__TASK PROMPT__:
In the listing below, find the line holding "MaciekPytel: As far" and the line holding "aleksandra-malinowska: There's still". Write out those two lines and all lines between, exactly, and nothing more.

__RECORDS FOR THE TASK__:
== Segment start ==

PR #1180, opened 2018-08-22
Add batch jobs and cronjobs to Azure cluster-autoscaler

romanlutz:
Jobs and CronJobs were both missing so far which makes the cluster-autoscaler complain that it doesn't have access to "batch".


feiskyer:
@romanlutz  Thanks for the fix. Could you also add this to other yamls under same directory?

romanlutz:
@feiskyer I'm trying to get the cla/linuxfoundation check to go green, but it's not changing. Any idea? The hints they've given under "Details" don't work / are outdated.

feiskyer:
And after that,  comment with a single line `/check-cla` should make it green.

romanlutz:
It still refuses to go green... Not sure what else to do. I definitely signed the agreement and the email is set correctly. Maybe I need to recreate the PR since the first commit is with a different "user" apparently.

== Segment end ==
== Segment start ==

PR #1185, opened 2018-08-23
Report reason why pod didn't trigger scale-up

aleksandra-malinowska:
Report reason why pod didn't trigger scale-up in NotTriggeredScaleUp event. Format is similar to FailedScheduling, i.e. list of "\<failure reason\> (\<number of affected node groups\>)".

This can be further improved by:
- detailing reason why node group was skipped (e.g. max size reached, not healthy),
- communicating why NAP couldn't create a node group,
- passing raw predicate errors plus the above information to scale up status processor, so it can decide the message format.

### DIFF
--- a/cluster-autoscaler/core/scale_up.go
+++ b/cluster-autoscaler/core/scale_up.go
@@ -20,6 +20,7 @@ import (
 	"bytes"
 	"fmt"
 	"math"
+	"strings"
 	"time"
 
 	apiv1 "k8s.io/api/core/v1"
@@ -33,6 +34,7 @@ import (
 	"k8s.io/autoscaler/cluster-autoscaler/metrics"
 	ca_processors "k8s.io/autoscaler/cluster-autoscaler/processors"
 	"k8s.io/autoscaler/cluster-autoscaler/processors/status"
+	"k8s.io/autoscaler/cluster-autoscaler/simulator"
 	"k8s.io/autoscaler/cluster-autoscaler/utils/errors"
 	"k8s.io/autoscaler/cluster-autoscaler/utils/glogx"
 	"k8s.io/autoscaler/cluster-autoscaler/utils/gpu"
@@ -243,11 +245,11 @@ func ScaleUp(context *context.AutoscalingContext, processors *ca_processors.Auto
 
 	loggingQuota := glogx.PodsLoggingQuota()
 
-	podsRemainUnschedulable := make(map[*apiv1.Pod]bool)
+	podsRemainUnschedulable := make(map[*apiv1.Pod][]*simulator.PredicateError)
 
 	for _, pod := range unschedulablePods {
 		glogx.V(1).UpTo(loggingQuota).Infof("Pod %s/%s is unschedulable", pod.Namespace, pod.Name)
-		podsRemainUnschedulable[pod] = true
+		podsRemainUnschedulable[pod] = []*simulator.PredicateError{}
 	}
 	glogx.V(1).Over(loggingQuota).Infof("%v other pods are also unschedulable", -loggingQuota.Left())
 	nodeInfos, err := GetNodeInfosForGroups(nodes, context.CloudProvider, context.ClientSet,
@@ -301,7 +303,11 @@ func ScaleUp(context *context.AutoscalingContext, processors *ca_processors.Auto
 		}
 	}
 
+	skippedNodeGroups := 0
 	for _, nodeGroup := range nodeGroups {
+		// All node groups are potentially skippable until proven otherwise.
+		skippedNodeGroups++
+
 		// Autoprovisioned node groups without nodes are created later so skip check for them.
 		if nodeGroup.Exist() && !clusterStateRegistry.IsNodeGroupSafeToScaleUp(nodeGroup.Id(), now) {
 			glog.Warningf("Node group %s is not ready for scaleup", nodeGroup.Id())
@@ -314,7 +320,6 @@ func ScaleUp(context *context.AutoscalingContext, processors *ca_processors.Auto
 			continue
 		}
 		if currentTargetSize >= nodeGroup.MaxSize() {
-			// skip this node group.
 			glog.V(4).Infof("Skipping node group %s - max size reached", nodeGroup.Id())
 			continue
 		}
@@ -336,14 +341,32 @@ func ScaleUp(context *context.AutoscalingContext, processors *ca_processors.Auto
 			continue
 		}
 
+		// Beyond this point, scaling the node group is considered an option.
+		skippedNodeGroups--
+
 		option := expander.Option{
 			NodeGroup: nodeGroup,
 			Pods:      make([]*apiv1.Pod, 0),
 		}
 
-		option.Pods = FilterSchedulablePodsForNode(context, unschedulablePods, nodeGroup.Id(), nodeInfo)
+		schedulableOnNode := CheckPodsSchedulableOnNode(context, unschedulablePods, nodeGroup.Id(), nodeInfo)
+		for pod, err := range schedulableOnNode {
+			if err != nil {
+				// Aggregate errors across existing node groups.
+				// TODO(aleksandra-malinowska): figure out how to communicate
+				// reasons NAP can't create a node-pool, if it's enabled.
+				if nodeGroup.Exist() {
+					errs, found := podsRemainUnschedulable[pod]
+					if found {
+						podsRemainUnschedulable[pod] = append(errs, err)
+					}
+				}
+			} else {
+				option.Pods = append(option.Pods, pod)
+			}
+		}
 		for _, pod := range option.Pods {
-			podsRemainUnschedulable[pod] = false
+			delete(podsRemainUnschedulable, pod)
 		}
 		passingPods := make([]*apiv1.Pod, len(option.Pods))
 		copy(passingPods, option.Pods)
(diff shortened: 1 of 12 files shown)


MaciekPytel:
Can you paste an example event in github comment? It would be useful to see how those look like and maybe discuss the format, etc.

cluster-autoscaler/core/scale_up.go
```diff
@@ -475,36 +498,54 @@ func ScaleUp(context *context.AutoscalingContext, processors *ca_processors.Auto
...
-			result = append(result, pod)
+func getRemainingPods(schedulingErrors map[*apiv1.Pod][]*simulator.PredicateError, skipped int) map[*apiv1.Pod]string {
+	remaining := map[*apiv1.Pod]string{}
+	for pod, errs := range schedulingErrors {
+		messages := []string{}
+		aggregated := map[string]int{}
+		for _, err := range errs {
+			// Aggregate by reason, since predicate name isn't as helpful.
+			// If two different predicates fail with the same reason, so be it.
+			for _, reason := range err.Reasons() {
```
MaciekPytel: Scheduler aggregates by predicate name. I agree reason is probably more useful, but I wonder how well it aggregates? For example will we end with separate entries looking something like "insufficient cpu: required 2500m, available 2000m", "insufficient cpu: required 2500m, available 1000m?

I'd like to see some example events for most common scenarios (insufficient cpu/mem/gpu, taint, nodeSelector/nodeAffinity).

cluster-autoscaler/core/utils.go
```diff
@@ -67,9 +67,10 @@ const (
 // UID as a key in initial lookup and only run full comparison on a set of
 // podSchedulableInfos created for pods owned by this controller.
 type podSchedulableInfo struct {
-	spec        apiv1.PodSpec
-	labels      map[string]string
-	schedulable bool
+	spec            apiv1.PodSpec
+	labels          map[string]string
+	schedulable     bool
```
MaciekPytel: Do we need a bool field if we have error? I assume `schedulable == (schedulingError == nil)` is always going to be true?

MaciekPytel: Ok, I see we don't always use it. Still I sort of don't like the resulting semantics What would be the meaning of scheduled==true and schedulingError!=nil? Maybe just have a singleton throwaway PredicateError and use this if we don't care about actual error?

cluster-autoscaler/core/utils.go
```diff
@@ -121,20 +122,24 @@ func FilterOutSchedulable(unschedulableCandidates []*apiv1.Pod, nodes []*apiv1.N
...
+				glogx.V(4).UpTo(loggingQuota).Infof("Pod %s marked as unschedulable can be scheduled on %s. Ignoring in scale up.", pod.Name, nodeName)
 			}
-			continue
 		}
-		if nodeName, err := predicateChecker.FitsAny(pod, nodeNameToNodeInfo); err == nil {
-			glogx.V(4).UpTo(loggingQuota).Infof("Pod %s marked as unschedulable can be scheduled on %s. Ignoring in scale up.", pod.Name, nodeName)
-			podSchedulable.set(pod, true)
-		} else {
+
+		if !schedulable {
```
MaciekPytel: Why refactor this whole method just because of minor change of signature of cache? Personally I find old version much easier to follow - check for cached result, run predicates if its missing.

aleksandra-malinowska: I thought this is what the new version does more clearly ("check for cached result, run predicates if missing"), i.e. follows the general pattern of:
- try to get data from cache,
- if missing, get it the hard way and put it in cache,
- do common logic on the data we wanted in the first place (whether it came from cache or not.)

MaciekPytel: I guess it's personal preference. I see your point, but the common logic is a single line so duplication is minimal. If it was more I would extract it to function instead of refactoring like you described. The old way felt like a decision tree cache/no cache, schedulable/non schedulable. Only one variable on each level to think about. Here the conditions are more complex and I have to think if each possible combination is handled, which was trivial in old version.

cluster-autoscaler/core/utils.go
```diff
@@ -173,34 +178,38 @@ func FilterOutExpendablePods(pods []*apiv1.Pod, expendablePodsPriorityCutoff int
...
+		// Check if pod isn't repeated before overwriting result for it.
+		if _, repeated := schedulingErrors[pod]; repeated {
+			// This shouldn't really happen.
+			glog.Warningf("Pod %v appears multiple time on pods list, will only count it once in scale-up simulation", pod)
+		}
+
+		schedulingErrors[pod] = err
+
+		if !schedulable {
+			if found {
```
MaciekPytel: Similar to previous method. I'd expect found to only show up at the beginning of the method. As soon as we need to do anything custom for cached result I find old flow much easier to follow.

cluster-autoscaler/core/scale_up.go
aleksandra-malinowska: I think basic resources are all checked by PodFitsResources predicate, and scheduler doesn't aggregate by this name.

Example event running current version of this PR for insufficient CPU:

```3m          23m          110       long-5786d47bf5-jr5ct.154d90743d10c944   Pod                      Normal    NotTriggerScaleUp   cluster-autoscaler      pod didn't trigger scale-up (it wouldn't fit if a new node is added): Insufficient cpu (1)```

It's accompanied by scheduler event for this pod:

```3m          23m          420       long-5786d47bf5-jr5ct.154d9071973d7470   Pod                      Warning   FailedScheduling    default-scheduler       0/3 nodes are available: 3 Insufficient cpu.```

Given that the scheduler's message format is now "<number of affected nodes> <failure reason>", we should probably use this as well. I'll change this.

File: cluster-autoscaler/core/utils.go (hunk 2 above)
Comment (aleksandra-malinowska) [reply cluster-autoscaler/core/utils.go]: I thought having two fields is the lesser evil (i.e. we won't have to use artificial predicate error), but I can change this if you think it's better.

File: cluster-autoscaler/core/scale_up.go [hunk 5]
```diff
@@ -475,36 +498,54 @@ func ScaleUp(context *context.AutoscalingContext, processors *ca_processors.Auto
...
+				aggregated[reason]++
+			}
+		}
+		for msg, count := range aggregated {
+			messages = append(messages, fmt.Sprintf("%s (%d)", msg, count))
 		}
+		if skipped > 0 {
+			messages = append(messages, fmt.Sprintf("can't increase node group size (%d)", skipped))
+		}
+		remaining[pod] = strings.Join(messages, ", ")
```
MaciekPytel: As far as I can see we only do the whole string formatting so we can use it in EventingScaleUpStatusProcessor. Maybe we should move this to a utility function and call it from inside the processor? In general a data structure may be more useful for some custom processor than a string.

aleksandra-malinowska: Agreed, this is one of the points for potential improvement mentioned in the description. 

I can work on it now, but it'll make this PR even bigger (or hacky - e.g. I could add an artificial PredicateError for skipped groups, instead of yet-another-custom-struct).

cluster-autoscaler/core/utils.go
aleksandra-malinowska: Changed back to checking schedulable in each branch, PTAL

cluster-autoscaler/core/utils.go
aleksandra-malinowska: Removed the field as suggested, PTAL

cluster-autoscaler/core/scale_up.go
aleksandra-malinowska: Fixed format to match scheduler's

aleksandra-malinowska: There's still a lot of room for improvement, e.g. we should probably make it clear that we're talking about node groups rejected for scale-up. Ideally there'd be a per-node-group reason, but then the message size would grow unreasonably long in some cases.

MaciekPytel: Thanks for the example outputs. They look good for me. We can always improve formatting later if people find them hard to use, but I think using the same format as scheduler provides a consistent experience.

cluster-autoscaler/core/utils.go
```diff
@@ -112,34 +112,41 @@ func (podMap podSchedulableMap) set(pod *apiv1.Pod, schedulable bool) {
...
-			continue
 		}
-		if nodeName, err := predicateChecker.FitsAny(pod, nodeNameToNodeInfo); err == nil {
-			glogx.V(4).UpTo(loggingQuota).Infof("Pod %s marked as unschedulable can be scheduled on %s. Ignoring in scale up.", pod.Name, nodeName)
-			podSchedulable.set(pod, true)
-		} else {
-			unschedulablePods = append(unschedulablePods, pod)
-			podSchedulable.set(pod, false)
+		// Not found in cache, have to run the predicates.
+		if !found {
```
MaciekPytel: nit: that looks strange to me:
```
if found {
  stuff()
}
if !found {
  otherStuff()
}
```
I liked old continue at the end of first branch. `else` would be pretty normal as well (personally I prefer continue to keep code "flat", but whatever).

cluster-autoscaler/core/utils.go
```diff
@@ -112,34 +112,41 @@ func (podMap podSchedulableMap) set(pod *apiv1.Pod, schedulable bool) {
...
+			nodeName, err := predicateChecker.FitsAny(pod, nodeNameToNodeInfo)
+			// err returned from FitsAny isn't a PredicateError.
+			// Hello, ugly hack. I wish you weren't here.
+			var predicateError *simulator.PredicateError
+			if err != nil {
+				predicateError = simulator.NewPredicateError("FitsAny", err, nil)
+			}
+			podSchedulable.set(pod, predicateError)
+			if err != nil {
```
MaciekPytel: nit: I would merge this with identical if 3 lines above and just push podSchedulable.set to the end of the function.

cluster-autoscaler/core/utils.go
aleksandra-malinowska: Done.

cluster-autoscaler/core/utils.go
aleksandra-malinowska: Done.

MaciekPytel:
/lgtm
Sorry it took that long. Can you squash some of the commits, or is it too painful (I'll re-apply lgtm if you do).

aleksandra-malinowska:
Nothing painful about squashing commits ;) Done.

== Segment end ==

__SOLUTION__:
MaciekPytel: As far as I can see we only do the whole string formatting so we can use it in EventingScaleUpStatusProcessor. Maybe we should move this to a utility function and call it from inside the processor? In general a data structure may be more useful for some custom processor than a string.

aleksandra-malinowska: Agreed, this is one of the points for potential improvement mentioned in the description. 

I can work on it now, but it'll make this PR even bigger (or hacky - e.g. I could add an artificial PredicateError for skipped groups, instead of yet-another-custom-struct).

cluster-autoscaler/core/utils.go
aleksandra-malinowska: Changed back to checking schedulable in each branch, PTAL

cluster-autoscaler/core/utils.go
aleksandra-malinowska: Removed the field as suggested, PTAL

cluster-autoscaler/core/scale_up.go
aleksandra-malinowska: Fixed format to match scheduler's

aleksandra-malinowska: There's still a lot of room for improvement, e.g. we should probably make it clear that we're talking about node groups rejected for scale-up. Ideally there'd be a per-node-group reason, but then the message size would grow unreasonably long in some cases.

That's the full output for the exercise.